Peki ama neden? Gelin bu yazımızda neden anti-kütleçekimi diye bir şeyin olamayacağını tartışalım.
İşe Önce Genel Göreliliği Anlayarak Başlayalım
Genel görelilikten bahsedilirken çoğunlukla yukarıdaki klasik gösterim kullanılır. Bu gösterime göre uzay-zaman dokusu bir çarşafmış gibi düşünürüz. Kütleli ve kütlesiz her cisim bu dokunun içerisinde bulunur. Eğer bir yerde ne kadar kütle ve/veya enerji varsa uzay-zaman dokusu o kadar bükülmektedir. Ve uzay-zaman dokusundaki bu eğrilik, uzayda var olan şeylerin nasıl hareket edeceğini belirler.

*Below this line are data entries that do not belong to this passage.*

Issue #1730, opened 2025-01-20
C4 distance indicator not correct


Crashington:
- Workshop version from Steam

## Describe the bug (mandatory)

The indicator that appears when looking at C4 (the indicator that team members can see through walls) does not accurately reflect the kill, damage and no hurt zones of C4. players will survive standing within the "kill distance" taking anywhere from close to lethal (but not lethal) or no damage at all.

## To reproduce

Steps to reproduce the behaviour:

1. Plant a C4
2. Stand near where "Kill Distance" changes to "Damage Distance"
3. Wait for the C4 to explode and check the damage dealt

## Expected behaviour

As long as the inidcator says "Kill distance" in red, it should actually kill the player.

Crashington:
maybe it could be changed from "kill distance" to "sure kill distance" or something, and get the inner bounds of that range variation?

TimGoll:
Maybe. When I do the C4 rework, I will look into that as well

MrXonte:
from a quick look at the warning, there is no LoS check in there
Within LoS we do util.BlastDamage in a 1000 unit radius (although i cant find any reference how util.BlastDamage calculates its damage)
Regardless of LoS we also do SphereDamage in a 750 unit radius

Unless i made a grave mistake somewhere, that means we are lethal within LoS for muuuuch further than out of LoS, while the check only checks hard distances. From the indicator code we have the following states based on distance:

- >1000 (>outerRadius): Safe
- 1000 to 750 (outerRadius to innerRadius): Damage Zone. Only true if we are in LoS
- <750 (<innerRadius): Kill Zone. Now if i did my math right, that's actually not the case. The calculation for SphereDamage uses absolute numbers (instead of a linear or exponential scaling with a surekill radius) and somehow that means we have a space of about 150 units where we do no/negative damge:
![Image](https://github.com/user-attachments/assets/e8cc9526-3c69-43b8-874b-59fe7ca465c6)

So we either need to include a LoS check, or have uniform damage distances for LoS and no LoS.

MrXonte:
Also, how _should_ C4 deal its damage? Currently its has a reasonable model of more damage range in LoS, but at least in my experience that really doesn't matter. I think I've never seen a C4 sitting in the open, they are always in a vent or something like this where LoS damage is meaningless.

[...]

Issue #1729, opened 2025-01-20
Buff C4


Crashington:
## Is your feature request related to a problem? Please describe.
I think C4 is consistently underwhelming and underpowered. Let alone the many maps that are simply too big to effectively use C4 (which isnt the item#s fault), but even on small maps, C4 only gets even a single kill *extremely* rarely, even when not noticed.
 
## Describe the solution you'd like
I would like for C4 to scale its range (and damage) to the length of the timer. 
This way, a long timer puts much more pressure on the innocents to actually try and defuse it, instead of just walking out of the (static) range.

Ideally, I would want some convars to customize this via the F1 menu, like being able to change much the lenght of the timer scales explosion distance, explosion damage and beeping volume.

## Describe alternatives you've considered
Alternatively the item could just be buffed in the raw numbers.

TimGoll:
I think it already works that way? If it doesn't, then it definitely should!

Crashington:
I also though this is how it worked before opening the issue! But nothing ingame says it works this way, the range indicator does not change, and anecdotally, if it changed, it definitly doesnt change enough (hence the want for f1 convars to adjust it),

Glad you agree in principle :D

TimGoll:
at some point in 2025 I will rework the UI. While doing so, I'll rework this as well

MrXonte:
as I mentioned in reply to #1730 , the non LoS damage seems to completely disregard radius when it comes to damage. Radius only affects the cutoff for the damage calculation, not the damage itself. So even if you had a radius of 999999999 units, you wouldn't do any damage beyond ~600 units as the scaling then turns damage negative. The hardkill radius of up to 490 units is hardcoded, as is the falloff to 0 over the next sqrt(12500) units.

PR #1739, opened 2025-01-23
C4 Rework

MrXonte:
Now scales C4 damage with radius and gives consistent damage through walls regardless of line of sight.
Relates to #1729 and #1730 although the calculation for proper Killzone is not yet included, but the safe and killzones are now 100% correct.


MrXonte:
Also, whats wrong with the style check? Cant figure out what the problem here is
image

TimGoll:
> im not sure what im doing wrong for the total history to show up, but I sycnched my fork before PR #1738 and it showed up, now I made a branch and its still all there

If you make a new branch AFTER the commits were added, the new branch won't change anything. 

I barely work with forks, so my knowledge is spotty. But you probably not only need to sync to the host, but also rebase it, so your commit history is removed in favor of ours (we squash PRs, so your commits are not in our repository)

TimGoll:
> Also, whats wrong with the style check? Cant figure out what the problem here is image

@Histalek looks like stylua crashed?

lua/ttt2/libraries/game_effects.lua
```diff
@@ -148,6 +148,73 @@ function gameEffects.RadiusDamage(dmginfo, pos, radius, inflictor)
...
+        innerRadius = outerRadius
+    end
+
+    -- pre-declare to avoid realloc
+    local d = 0.0
+    local dFraction = 0.0
+    local diff = nil
+    local dmg = 0
+    local radiDiff = (outerRadius - innerRadius)
+    for _, ply in pairs(player.GetAll()) do
```
TimGoll, line 188: pairs is really slow, ipairs is better, but best is:

```lua
local plys = player.GetAll()

for i = 1, #plys do
    local ply = plys[i]
end
```

Histalek:
> > Also, whats wrong with the style check? Cant figure out what the problem here is image
> 
> @Histalek looks like stylua crashed?
> 
> @MrXonte the crash might have happened because you removed the empty line at file end (which always should be there)
> 
> image

that's not a crash and only stylua reporting a style issue (but that style issue is about non-printable characters, which makes the output you see kinda useless)

and yes you're spot on with the missing newline at the end of the file

lua/ttt2/libraries/game_effects.lua
MrXonte: done

lua/ttt2/libraries/game_effects.lua
```diff
@@ -148,6 +148,75 @@ function gameEffects.RadiusDamage(dmginfo, pos, radius, inflictor)
...
+    -- pre-declare to avoid realloc
+    local d = 0.0
+    local dFraction = 0.0
+    local diff = nil
+    local dmg = 0
+    local radiDiff = (outerRadius - innerRadius)
+    local plys = player.GetAll()
+    for i = 1, #plys do
+        local ply = plys[i]
+        if IsValid(ply) and ply:Team() == TEAM_TERROR then
```
TimGoll, line 191:
```suggestion
    for i = 1, #plys do
        local ply = plys[i]

        if not IsValid(ply) or not ply:IsTerror() then
            continue
        end
```

make sure to remove the end statement at the end as well

lua/ttt2/libraries/game_effects.lua
```diff
@@ -148,6 +148,75 @@ function gameEffects.RadiusDamage(dmginfo, pos, radius, inflictor)
...
+            diff = origin - ply:GetPos()
```
TimGoll, line 192:
```suggestion
            diff = origin - (ply:GetPos() + ply:OBBCenter())
```

While this doesn't _really_ matter, this takes the center of the player. I used this for all distance calculations in the code base and it doesn't cost much.

lua/ttt2/libraries/game_effects.lua
```diff
@@ -148,6 +148,75 @@ function gameEffects.RadiusDamage(dmginfo, pos, radius, inflictor)
     end
 end
 
+-- Creates explosion damage in a sphere through walls. Very useful for making explosives that aren't line of sight based.
+-- @param Player dmgowner The player that causes this explosion.
```
TimGoll, line 152: this should be `attacker` according to [the wiki](https://wiki.facepunch.com/gmod/CTakeDamageInfo)

lua/ttt2/libraries/game_effects.lua
```diff
@@ -148,6 +148,75 @@ function gameEffects.RadiusDamage(dmginfo, pos, radius, inflictor)
...
+-- @param Entity source The entity that causes this explosion.
```
TimGoll, line 153: this should be `inflictor` according to [the wiki](https://wiki.facepunch.com/gmod/CTakeDamageInfo)

lua/ttt2/libraries/game_effects.lua
```diff
@@ -148,6 +148,75 @@ function gameEffects.RadiusDamage(dmginfo, pos, radius, inflictor)
...
+-- @param number damage The maximum damage done by this explosion.
+-- @param Vector origin The center of the explosion.
+-- @param number outerRadius The outer border for the explosion damage and its falloff.
+-- @param number innerRadius The inner border for the explosion damage where falloff starts.
+-- @param boolean exponentialFalloff If the damage falloff should be FALSE: Linear, TRUE: exponential.
```
TimGoll, line 158: personally, I'd settle for linear or exponential and then only support one of these two

gamemodes/terrortown/entities/entities/ttt_c4/shared.lua
```diff
@@ -244,11 +195,15 @@ function ENT:Explode(tr)
             r_outer = r_outer / 2.5
         end
 
-        -- damage through walls
-        self:SphereDamage(dmgowner, pos, r_inner)
-
-        -- explosion damage
-        util.BlastDamage(self, dmgowner, pos, r_outer, self:GetDmg())
```
TimGoll, line 251: the removal of this line causes these two questions for me:

- does the C4 now cause less damage when in the deadly zone? does this have to be compensated?
- does this remove the fire particles and explosion animation that was spawned around C4?

TimGoll (changes requested):

gamemodes/terrortown/entities/entities/ttt_c4/shared.lua
MrXonte: the damage in LOS will be lower, but technically we did double damage in LOS if we are in the deadly zone which was weird to begin with I think. It should still absolutely be deadly to any normal player.

Those should come from the effect that I left in, not from the blast/spheredamage.

lua/ttt2/libraries/game_effects.lua
MrXonte: Should i also use this for SetDamagePosition then?

lua/ttt2/libraries/game_effects.lua
TimGoll: sounds good to me!

lua/ttt2/libraries/game_effects.lua
TimGoll: In theory, yes. However the C4 is so small I did not consider this at all. But yes, please do!

TimGoll:
Just tested it in-game and it looks good to me, I think. I noticed though that the fall-of after leaving the kill zone is pretty steep. I was probably 25 units away from the kill zone and received 5 damage. Is this as expected?

TimGoll:
image

Also, I'm not sure if this was different before, but C4 is not listed as inflictor. Do you know how it was before?

MrXonte:
> Just tested it in-game and it looks good to me, I think. I noticed though that the fall-of after leaving the kill zone is pretty steep. I was probably 25 units away from the kill zone and received 5 damage. Is this as expected?

that's waaaayyy too steep. Ill double check. Should be like this: 
image

TimGoll:
Maybe my judgement was off. I walked for about a second as soon as the icon turned orange

MrXonte:
> Maybe my judgement was off. I walked for about a second as soon as the icon turned orange

default walk speed is 220u/s, so if you walked for exactly 1s you should be at 750+220 = 970 Units, which fits 5 damage

TimGoll:
If you change something, I'm available for another 30 minutes or so

MrXonte:
> If you change something, I'm available for another 30 minutes or so

if its ok with you, I'd set the Outer range to 1500? Heres a comparison:
image
image

or we set it to linear

TimGoll:
yeah, that looks good and it compensates the old LOS kill I think

TimGoll:
> no idea how it was before, but im doing it the same way the old spheredamage did. It used self for the inflictor, and im parsing self as the inflictor into the new spheredamage, so it should be the same as before

Yes I looked at the code as well. I'm confused. I guess it did not work before because you pass `self`, which is the c4 ent, but not the c4 weapon.

could you try to pass `ents.Create("weapon_ttt_c4")` instead of `self`?

MrXonte:
> > no idea how it was before, but im doing it the same way the old spheredamage did. It used self for the inflictor, and im parsing self as the inflictor into the new spheredamage, so it should be the same as before
> 
> Yes I looked at the code as well. I'm confused. I guess it did not work before either because you pass `self`, which is the c4 ent, but not the c4 weapon.
> 
> could you try to pass `ents.Create("weapon_ttt_c4")` instead of `self`?

it should also be possible to parse the entity instead of the weapon, but I'm gonna check later

TimGoll:
> it should also be possible to parse the entity instead of the weapon

Actually I don't think so. Looking at the code here makes me believe this never worked:
image

TimGoll:
If my suggestion fixes it, could you please test it in an old TTT2 version (before your PR) to confirm it was broken there as well? If it was, could you then please add this to the changelog? Thank you!

TimGoll:
Also, I don't know if this should be part of this PR, but if you changed the kill/damage radius, you should probably also change the UI to this?

MrXonte:
> Also, I don't know if this should be part of this PR, but if you changed the kill/damage radius, you should probably also change the UI (marker vision) to this?

I've included it now since i do think it should be part of the PR. if we are gonna change how it works, we should also make sure the display is (finally) correct

MrXonte:
> > it should also be possible to parse the entity instead of the weapon
> 
> Actually I don't think so. Looking at the code here makes me believe this never worked: image

hm this complicates things, but i guess that just means we should finally expand this class to allow for entities to be displayed here? A well defined entity should include all the relevant data we want to display here since we just do a lot of back and forth to print out the entity printname/id anyways?

TimGoll:
> hm this complicates things, but i guess that just means we should finally expand this class to allow for entities to be displayed here? A well defined entity should include all the relevant data we want to display here since we just do a lot of back and forth to print out the entity printname/id anyways?

I have to look into that. In theory that could be an easy change, but I'm not sure if this has any unwanted side effects.

I know I spent some time getting the boomerang to work because it is also a generic entity, not a weapon. I solved this, but I forgot how

MrXonte:
> > hm this complicates things, but i guess that just means we should finally expand this class to allow for entities to be displayed here? A well defined entity should include all the relevant data we want to display here since we just do a lot of back and forth to print out the entity printname/id anyways?
> 
> I have to look into that. In theory that could be an easy change, but I'm not sure if this has any unwanted side effects.
> 
> I know I spent some time getting the boomerang to work because it is also a generic entity, not a weapon. I solved this, but I forgot how

if your entity has a .ScoreName then this is taken instead if its not a weapon, at least for the kill event.
image
In the corpse its worse, since it only allows for a weapon or nothing at all, but if you parsed an entity here it might also work (or break horribly)
image

TimGoll:
We have to make TTT3 that breaks compatibility with all that shit, that looks awful :D

I'm not sure what I changed for bodysearch. But I did something to support weapons such as the boomerang

MrXonte:
> If my suggestion fixes it, could you please test it in an old TTT2 version (before your PR) to confirm it was broken there as well? If it was, could you then please add this to the changelog? Thank you!

as the placer of the C4, I get the C4 note
image
but definitely no indication that C4 was the cause when it kills someone else
image

TimGoll:
In case you're waiting on me. I'm fine with this as soon as you test the `ents.Create("weapon_ttt_c4")` suggestion

TimGoll:
this change actually fixed it:

image

For me this PR is done. If you want to investigate registering entites as inflictors, feel free to go ahead in a further PR

MrXonte:
> In case you're waiting on me. I'm fine with this as soon as you test the `ents.Create("weapon_ttt_c4")` suggestion

i actually just didn't have time yet, but great that it seems to work now! :D (also Eieruhr C4 xD)

TimGoll (approved):

TimGoll:
> (also Eieruhr C4 xD)

:D That's for the PietSmiet easteregg pack

FYI, I've got some plans for the rework of the C4 UI I'm currently working on. This will trigger some reworks of the damage again. So don't be confused when I change the parameters again.

MrXonte:
> > (also Eieruhr C4 xD)
> 
> :D That's for the PietSmiet easteregg pack
> 
> FYI, I've got some plans for the rework of the C4 UI I'm currently working on. This will trigger some reworks of the damage again. So don't be confused when I change the parameters again.

aahhhh i knew i knew it from somewhere xD

the MV UI elements or the use UI? 🤔 Also I think scaling damage with the fuze time would be great. Its a bit weird to only make it harder to defuse since you can just go away from it much more easily if the fuze is longer.

TimGoll:
See #1734, the PR is about the UI and some light rebalancing

If you want to discuss my ideas, it is best to post them there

Fakat uzay-zaman dokusunu çarşafa benzeterek genel göreliliği anlamaya çalışmanın bazı eksileri vardır. Çünkü çarşaf analojisi uzayı 2 boyutlu bir nesneymiş gibi ele almaktadır. Ayrıca kütle ve/veya enerjinin uzay-zaman dokusunu bükmesini sanki aşağı yönlü olan bir şeymiş gibi gösterir. Çünkü gerdiğimiz bir çarşafa top koyarsak top çarşafı aşağı yönde bükecektir. Bir de bunlara ek olarak, topu çarşafa bıraktığınızda belli bir yerden sonra sanki çarşaf hiç bükülmemiş gibidir. Ancak kütleçekiminin menzili sonsuzdur.
Çarşaf analojisindeki bu yanılgılara düşmemek için uzayı 3 boyutlu olarak düşünmemiz faydalı olacaktır. Bunun için 3 boyutlu kartezyen koordinat sistemini düşünmemiz yeterlidir. Tek fark, bu koordinat sistemine bir cisim koyduğumuzda çizgiler o cisme doğru bükülmelidir. Yani şu şekilde görünmelidir:
Uzay-zaman dokusunu yukarıdaki animasyondaki gibi düşündüğümüzde şu soruyu sormamız gerekir? Kütleçekimi neden itici bir kuvvet değildir? Çarşaf analojisinde de uzay-zaman dokusu sadece aşağı yönde bükülebiliyormuş gibi görünüyordu. Yani kütleçekimi yine itici değil çekici bir kuvvettir. Aslında her iki durum da anti-kütleçekimi diye bir şeyin olmadığını bize söylüyor. Peki ama neden yok? Neden uzay-zaman dokusu sadece içindeki cisme doğru içeriye bükülüyor?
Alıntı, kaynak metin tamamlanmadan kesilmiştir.